## REQUIRED WORK
Set down the listing again, word for word.

++++++++++

PR #6088, opened 2021-10-27
refactor: use coherent events to transfer printer data

Saschl:
Fixes #[issue_no]

## Summary of Changes

Use a Coherent Event instead of LocalVars to communicate printer data to the printer. This should make the system more robust and *maybe* stops the CTDs when trying to print an ATIS or METAR.

## References

Lots of patience

## Additional context

As the printer CTD is hard to reproduce there's no reliable way to say if this PR actually improves things. But should there be no reports of CTDs by QA Testers we can at least try and see how it behaves with a larger user base.

## Testing instructions

1. Request some METAR or ATIS reports (preferrably in intensive areas with lots of traffic)
2. Print and ensure multiple reports can be printed, switched and discarded
3. ???
4. Profit


flybywire-aircraft-a320-neo/html_ui/Pages/VLivery/Liveries/Printer/Printer.js
```diff
@@ -13,7 +13,7 @@ class LiveryPrinter extends TemplateElement {
         const url = document.getElementsByTagName("livery-printer-element")[0].getAttribute("url");
         this.index = parseInt(url.substring(url.length - 1));
         if (this.index == 0) {
-            localStorage.setItem("pages", "[]");
+            NXDataStore.set("pages", "[]");
```
Benjozork, line 16: **question:** the use of either `localStorage` or `NXDataStore` here is a bit sus. Why do we need that kind of persistence if we only access this state here, in this class ?

If it is needed, why was it changed to use `NXDataStore` ?

I'm aware this is not the scope of the PR, but since it ended up changing it, I think we could remove that if there is no use for it.

Benjozork (changes requested):

flybywire-aircraft-a320-neo/html_ui/Pages/VLivery/Liveries/Printer/Printer.js
Saschl: This is indeed very sus. The reason it was implemented is because there's effectively two instances of the printer "paper" (one one the printer itself and one one the pedestal after clicking on it). Maybe we can sync those as well via events or find a way to eliminate the need of two instances. But I'd prefer having that in a separate PR. For now I can revert to localStorage again, I mainly did it for consistency as I didn't see any other direct usage of localStorage in the code.

tracernz: sessionStorage also works, and is erased by a trip through the main menu (localStorage is not).

Benjozork: Actually, now that I think of it. Didn't we find out `xyzStorage` is very slow in Coherent ?

Saschl: I'll give sessionstorage a go. I think speed is not that much of an issue as the refresh interval of this is very low (afaik every 500 or even 1000ms)

Saschl: I've managed to remove persistence entirely.

flybywire-aircraft-a320-neo/html_ui/Pages/VCockpit/Instruments/Airliners/FlyByWire_A320_Neo/CDU/A320_Neo_CDU_MainDisplay.js
```diff
@@ -27,6 +27,7 @@ class A320_Neo_CDU_MainDisplay extends FMCMainDisplay {
             Prog: 2000,
             Dyn: 1500
         };
+        this.fmgcMesssagesListener = RegisterViewListener('JS_LISTENER_SIMVARS');
```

++++++++++

## WRITTEN RESPONSE
PR #6088, opened 2021-10-27
refactor: use coherent events to transfer printer data

Saschl:
Fixes #[issue_no]

## Summary of Changes

Use a Coherent Event instead of LocalVars to communicate printer data to the printer. This should make the system more robust and *maybe* stops the CTDs when trying to print an ATIS or METAR.

## References

Lots of patience

## Additional context

As the printer CTD is hard to reproduce there's no reliable way to say if this PR actually improves things. But should there be no reports of CTDs by QA Testers we can at least try and see how it behaves with a larger user base.

## Testing instructions

1. Request some METAR or ATIS reports (preferrably in intensive areas with lots of traffic)
2. Print and ensure multiple reports can be printed, switched and discarded
3. ???
4. Profit


flybywire-aircraft-a320-neo/html_ui/Pages/VLivery/Liveries/Printer/Printer.js
```diff
@@ -13,7 +13,7 @@ class LiveryPrinter extends TemplateElement {
         const url = document.getElementsByTagName("livery-printer-element")[0].getAttribute("url");
         this.index = parseInt(url.substring(url.length - 1));
         if (this.index == 0) {
-            localStorage.setItem("pages", "[]");
+            NXDataStore.set("pages", "[]");
```
Benjozork, line 16: **question:** the use of either `localStorage` or `NXDataStore` here is a bit sus. Why do we need that kind of persistence if we only access this state here, in this class ?

If it is needed, why was it changed to use `NXDataStore` ?

I'm aware this is not the scope of the PR, but since it ended up changing it, I think we could remove that if there is no use for it.

Benjozork (changes requested):

flybywire-aircraft-a320-neo/html_ui/Pages/VLivery/Liveries/Printer/Printer.js
Saschl: This is indeed very sus. The reason it was implemented is because there's effectively two instances of the printer "paper" (one one the printer itself and one one the pedestal after clicking on it). Maybe we can sync those as well via events or find a way to eliminate the need of two instances. But I'd prefer having that in a separate PR. For now I can revert to localStorage again, I mainly did it for consistency as I didn't see any other direct usage of localStorage in the code.

tracernz: sessionStorage also works, and is erased by a trip through the main menu (localStorage is not).

Benjozork: Actually, now that I think of it. Didn't we find out `xyzStorage` is very slow in Coherent ?

Saschl: I'll give sessionstorage a go. I think speed is not that much of an issue as the refresh interval of this is very low (afaik every 500 or even 1000ms)

Saschl: I've managed to remove persistence entirely.

flybywire-aircraft-a320-neo/html_ui/Pages/VCockpit/Instruments/Airliners/FlyByWire_A320_Neo/CDU/A320_Neo_CDU_MainDisplay.js
```diff
@@ -27,6 +27,7 @@ class A320_Neo_CDU_MainDisplay extends FMCMainDisplay {
             Prog: 2000,
             Dyn: 1500
         };
+        this.fmgcMesssagesListener = RegisterViewListener('JS_LISTENER_SIMVARS');
```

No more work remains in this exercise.